- **What the task requires**
From the data that follows, report the number of lines including "Ordinal", and only that number.

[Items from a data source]
····················

PR #17803, opened 2025-10-27
Fix: Fixed an issue where Columns View was incorrectly enabled for Recycle Bin

### LINKED ISSUE #13654: Feature: Streamlined "Open File Location" for Recycle Bin Items in Windows Taskbar Search

workbysaran:
**Resolved / Related Issues**
Fixed an issue where using Column View in the Recycle Bin caused unexpected behavior with file system hierarchy display. The Columns layout is now disabled when viewing the Recycle Bin to prevent navigation issues.

Closes #13654

2. Delete some folders to create test items in Recycle Bin
4. Open the Layout options menu from the toolbar
5. Verify that the Columns layout button is grayed out and disabled
6. Try using the keyboard shortcut (Ctrl+Shift+5) and verify it doesn't switch to Columns view
7. Switch to other layouts (Details, List, Cards, Grid) and verify they work normally in Recycle Bin
8. Navigate away from Recycle Bin to any regular folder
9. Verify that the Columns layout button is now enabled and functional again
10. Navigate back to Recycle Bin and confirm Columns layout is disabled again

### DIFF
--- a/src/Files.App/Helpers/Layout/LayoutPreferencesManager.cs
+++ b/src/Files.App/Helpers/Layout/LayoutPreferencesManager.cs
@@ -486,6 +486,8 @@ namespace Files.App.Helpers
 
 		private static LayoutPreferencesItem? GetLayoutPreferencesForPath(string path)
 		{
+			//Recycle Bin does not support Column View due to navigation conflicts with hierarchical display
+			//Fall back to Details View when Column View is configured
 			if (path.StartsWith(Constants.UserEnvironmentPaths.RecycleBinPath, StringComparison.Ordinal))
 			{
 				var trimmedPath = path.TrimPath() ?? string.Empty;


yair100:
@workbysaran what happens if the user has the 'sync layout preferences' option enabled and has the default layout set to Columns?

workbysaran:
I have updated the LayoutPreferencesManager to handle the scenario when the "Sync layout preferences" setting is enabled.

yair100:
Thanks! Does this PR supersede #17792?

yair100:
I found a scenario where Recycle Bin still uses Columns:
1. Install Files (fresh install)
2. Open Settings
3. Change default layout to Columns (without enabling syncing)
4. Open Recycle Bin
5. Notice how it uses Columns

workbysaran:
> Thanks! Does this PR supersede #17792?

Yes, it does!

src/Files.App/Helpers/Layout/LayoutPreferencesManager.cs
```diff
@@ -486,6 +486,28 @@ public static void SetLayoutPreferencesForPath(string path, LayoutPreferencesIte
 
 		private static LayoutPreferencesItem? GetLayoutPreferencesForPath(string path)
 		{
+			if (path.StartsWith(Constants.UserEnvironmentPaths.RecycleBinPath, StringComparison.Ordinal))
```
yair100, line 491: Can this code be reused on line 128 to reduce duplication?

workbysaran: @yaira2 A merge conflict on my end had introduced a duplicate RecycleBinPath condition. I’ve now removed the redundant code.

yaira2 (approved):
LGTM

src/Files.App/Helpers/Layout/LayoutPreferencesManager.cs
yair100, line 491: Can you add a code comment explaining why we disable Columns View in Recycle Bin?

····················

- **Solved exercise**
2